Monday, July 29, 2013
Blatche hosts league in hometown Syracuse
By Jared Zwerling
Nets center Andray Blatche with fans at a children's giveaway initiative at Kirk Park in Syracuse, N.Y.
Knicks star Carmelo Anthony might have put his stamp on Syracuse when he won a national championship there in 2003, but his cross-river rival, Andray Blatche, has a deeper-rooted connection to the city.
That was evident this past weekend in Blatche's hometown of Syracuse where last year he received a key to the city. This year he hosted a charity drive and 40-and-over basketball showcase at the local Rescue Mission Kiesewetter, featuring players that helped him become a star at Henninger High School. Some of those included were his HS coaches, Tom Atkins and Erik Saroney, and former local standouts, such as Pop Anderson, Roosevelt “Pony” Bullock, Scott McCarthy, Eddie Mitchell and Howie Trisha.
"It's for the whole Syracuse. That's where I was born and raised," Blatche told ESPNNewYork.com. "I do the 40-and-over league for the older heads that showed me the way when I was growing up -- that were taking care of me and making sure I wasn't in trouble. That's for them."
The event kicked off Friday with a children's giveaway initiative, where school supplies were handed out to several organizations and six different churches in Syracuse. Blatche also made a donation to the local rescue mission, where he played growing up, and was honored for his generosity. That evening, Blatche and his family organized a cookout at a relative's house for locals to stop by and enjoy.
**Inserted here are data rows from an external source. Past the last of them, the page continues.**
PR #444, opened 2025-01-16
[DRAFT] Helix Swarm email configuration with Amazon SES

### LINKED ISSUE #375: Feature request: Ability to configure Swarm to send outgoing emails
### Use case

We would like to be able to set up Swarm to be able to send outgoing emails from Swarm notifications. The instructions on how to set up Swarm for mail can be found here:

https://www.perforce.com/manuals/swarm/Content/Swarm/admin.email.html

### Solution/User Experience

The Swarm Terraform module would set up Simple Email Service and then use it's configuration to set up Swarm email settings.

Found this SES TF module: https://github.com/cloudposse/terraform-aws-ses

### Alternative solutions

The Swarm Terraform module would allow users to pass in email settings if they wanted to use their own email setup.

henrykie:
**Issue number:**
closes #375 

### Changes

### User experience

## Checklist

* [ ] Changes are documented

<details>

</details>

## Acknowledgment


novekm:
Status as of 2:31am 1/16:
TASKS:
1. Modify bash script to conditionally remove the cache to use custom config.php file ✅
2. Dynamically create the config.php file. 
  a. Create core template of what is expected in the config.php file (`helix-swarm/main.tf:215`)
  b. Using variables (object) with conditionals, dynamically modify the default values of the template (`helix-swarm/main.tf:305-311`)
3. Upload the new config.php file to the Helix Swarm container 
  a. need to figure out optimal way to do this. Maybe TF local file generation -> upload file to S3 -> TF local-exec (run command to fetch this file using command in ECS)? Or maybe some other way from ECS itself to check for changes to S3 objects (using hash) and pull new version whenever hash changes
4. (stretch) Allow users to alternatively supply their own fully complete custom config.php file instead of using module input variables. This would be helpful for quick testing/troubleshooting purposes

novekm:
@henrykie question about this snippet in `modules/perforce/helix-swarm`:
```hcl
{
        name      = local.helix_swarm_data_volume_name
        image     = "bash"
        essential = false
        // Only run this command if enable_sso is set
        command = concat([], var.enable_sso ? [
          "sh",
          "-c",
          "echo \"/p4/a\\\t'sso' => 'enabled',\" > ${local.helix_swarm_data_path}/sso.sed && sed -i -f ${local.helix_swarm_data_path}/sso.sed ${local.helix_swarm_data_path}/config.php && rm -rf ${local.helix_swarm_data_path}/cache",
        # ] : []),
```
Questions:
1. How do you prevent a race condition where this command could run before the default `config.php` file is generated? There's a conditional that replaces a portion of this file depending on whether `var.enable_sso` is set or not. Is it assumed that the `config.php` file will always exist because it's already included in the image that comes from [perforce/helix-swarm](https://hub.docker.com/r/perforce/helix-swarm) or something?
2. With this snippet, would the command only run once? Is there a way we could re-trigger this command in an event-driven manner, such as an event being received in Amazon EventBridge (e.g. S3:PutObject operation from upload of a custom `config.php` file to an S3 bucket)?

henrykie:
> Maybe we can omit EventBridge+Lambda or similar and instead use though generally a last resort, use`local-exec`. When the custom `config.php` file is generated/update, we can maybe just use a `null_resource` with `local-exec` provisioner for AWS CLI with `aws ecs execute-command`
> 
> ex:
> 
> ```hcl
> resource "null_resource" "update_helix_swarm_config" {
>   # Will only trigger this resource to re-run if changes are made to the custom config.php file via the local_file resource
>   triggers = {
>     src_hash = local_file.custom_config_php.content_sha256
>   }
> 
>   # Fetch
>   provisioner "local-exec" {
>     command = <<-EOF
>      # 1. Copy custom config.php file from S3 bucket to ECS cluster within swarm data path
>       aws ecs execute-command --region ${data.aws_region.current} --cluster ${var.cluster_name} --task $TASK_ID (not sure how to get this yet...maybe environment variables within the ECS service?) --container-name $CONTAINER_NAME --command "aws s3 cp s3://${aws_s3_bucket.helix_swarm_config_bucket.id}/config.php ${local.helix_swarm_data_path}/config.php"
>       
>      # 2. Remove the cache so swarm loads the new config.php file
>       aws ecs execute-command --region ${data.aws_region.current} --cluster ${var.cluster_name} --task $TASK_ID  --container-name $CONTAINER_NAME --command "rm -rf ${local.helix_swarm_data_path}/cache"
> 
>     EOF 
>     
>   }
> 
>   # Only attempt to put the file when the S3 Bucket (and related resources) are created
>   depends_on = [
>     aws_s3_bucket.helix_swarm_config_bucket,
>     aws_s3_bucket_notification.helix_swarm_config_bucket,
>     aws_s3_bucket_policy.helix_swarm_config_bucket,
>     aws_s3_bucket_versioning.helix_swarm_config_bucket
>   ]
> }
> ```

If the task definition depends on S3 attribute path and version, then new versions of the TF resource will prompt new deployments of the task. Its even simpler!

novekm:
Status as of `1/16/25 11:20pm` 
### Status
- Successfully able to dynamically generate the custom `config.php` file based on input variables passed into the Helix-Swarm module.
- Successfully able to create the required SMTP (IAM) credentials for Amazon SES. Relevant values from SES (smpt host, username, password, etc.) are passed into the Helix-Swarm module at the sample level. If not using SES, users can pass in their relevant SMTP configurations (or otherwise) as desired, the module will function the same and generate the custom `config.php` file either way.
- Successfully able to upload the custom `config.php` file to the new `Helix Swarm Config` Amazon S3 Bucket.
- Subsequent programmatic changes to the custom `config.php` file triggers upload of a new version of the file to the Amazon S3 Bucket
- Necessary Environment Variables related to the custom config.php file are passed into the `bash` ECS Task Definition for later use (pull file from S3, etc.)

### Remaining Tasks
- Update the `bash` ECS Task Definition to run relevant commands to fetch the custom `config.php` file from the S3 Bucket, load it in to the Swarm data path to overwrite the previous version of this file, and remove the cache so Swarm will start using the new `config.php` file. Sub-tasks:
1. First will need to install the AWS CLI and then run the following commands (these commands may need to be modified):
```sh
# Install the AWS CLI
curl "https://awscli.amazonaws.com/awscli-exe-linux-aarch64.zip" -o "awscliv2.zip"
unzip awscliv2.zip
sudo ./aws/install
```
2. Copy file from S3 to Helix Swarm Data Directory
Ex. With Terraform Variables
```hcl
aws s3 cp s3://${aws_s3_bucket.helix_swarm_config_bucket.id}/config.php ${local.helix_swarm_data_path}/config.php
```
Ex. With Env Vars (created from Terraform Variables)
```hcl
aws s3 cp $HELIX_SWARM_CONFIG_S3_OBJECT_S3_URI $HELIX_SWARM_CONFIG_PHP_PATH
```
3. Delete the cache to reload swarm using the new config
Ex. With Terraform Variables
```hcl
rm -rf ${local.helix_swarm_data_path}/cache
```
Ex. With Env Vars (created from Terraform Variables)
```hcl
rm -rf $HELIX_SWARM_DATA_CACHE_PATH
```

4. Configure this task definition to be dependent on the S3 Object so the new versions of the task definition is created whenever new versions of the config.php file are created in S3. TBD on best way to do this.

henrykie:
@novekm I wanted to provide an update on where we are with this before today's meeting.

We are now able to do the following:

- Injection of custom `config.php` file into the Helix Swarm container prior to startup via S3 and sidecar.
- Creation of relevant SES resources that are dynamically added to `config.php`

However, this has unintended consequences:

- Because Helix Swarm detects the `config.php` prior to running `swarm-docker-setup.sh` it does not run a number of important configuration steps:
  - Install Helix Swarm extension on Helix Core server
  - Create Swarm p4 user
- The Apache errors (httpd not running) persist, even though the application is successfully running

So, what next?

After consulting folks at Perforce, I've established a couple of options.

1. Modify the image and entrypoint.

This would allow us to continue dynamically adding `config.php` prior to startup. We would then have to configure the Swarm container to install extensions (`swarm-extctl.sh`) ourselves. If complete customization at deployment is our goal this is the best path forward. From a support standpoint this could get fuzzy though - these scripts are complex, and we don't want to be in the business of updating Swarm business logic.

2. Provide a "basic" configuration by default, but persist the volume.

This approach is simple. It solves the problem where customer `config.php` is reset after the service restarts, but does not provide a mechanism to customize Swarm using IaC. Instead, we link the documentation and provide guidance on accessing the container using execute mode to modify the `config.php` file and remove the cache.

What about SES authentication using IAM?

I also consulted Perforce on this topic. They indicated that the `connection_class` information is all handled via [Laminas](https://docs.laminas.dev/laminas-mail/) and there is already an [SES related issue there.](https://github.com/laminas/laminas-mail/issues/118)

On Saturday, Blatche put on a special hoops event for about 100 players who make up 10 teams in a local 40-and-over league. Blatche reffed some of the games while mingling with the players, signing autographs and posing for pictures.
"They're guys Andray watched play when he was younger, so now he's supporting them to stay fit and healthy," said his mother, Angela, who heads up his outreach work. "It's to encourage them to continue playing, and that's going to help with the diabetes. He has an uncle who's a diabetic and my sister passed away of cancer, so he always likes to try to keep the health going. He loves giving back. He doesn't do it for the notoriety; he does it because it comes from his heart."
Blatche has now been giving back to the Syracuse community for six years, and he's especially glad to make his second-annual basketball event a bigger part of his foundation. "It means a lot," he said. "That's where I'm from and that's the people that taught me everything I know. There's no place like going back home."
Now that Blatche is in Brooklyn, his hometown couldn't be happier.
"Oh my god, let me tell you. When Andray went to Brooklyn [in 2012], Syracuse was so happy because they got to see him on television more," Angela said. "They got to see the games more, so during the games, they text me, 'Did you see that?' They're just really, really excited to see the games."
"I'm most excited about having a lot of veteran players," he said. "We actually have a great team. I'm excited about having a great season and going to the championship. I really believe that we can make [the Finals]."
Blatche, who has been training with the team, envisions his role being the same as last season. "Coming off the bench being an offensive threat and bringing energy," he said.
Blatche also talked about playing with Garnett, who has been on the other end of a lot trash talking in recent years. "That's going to be a little different from our past history," he said. "He's a grown man, I'm a grown man, we're teammates now and I'm quite sure he has the same mindset as me -- just winning and getting that ring."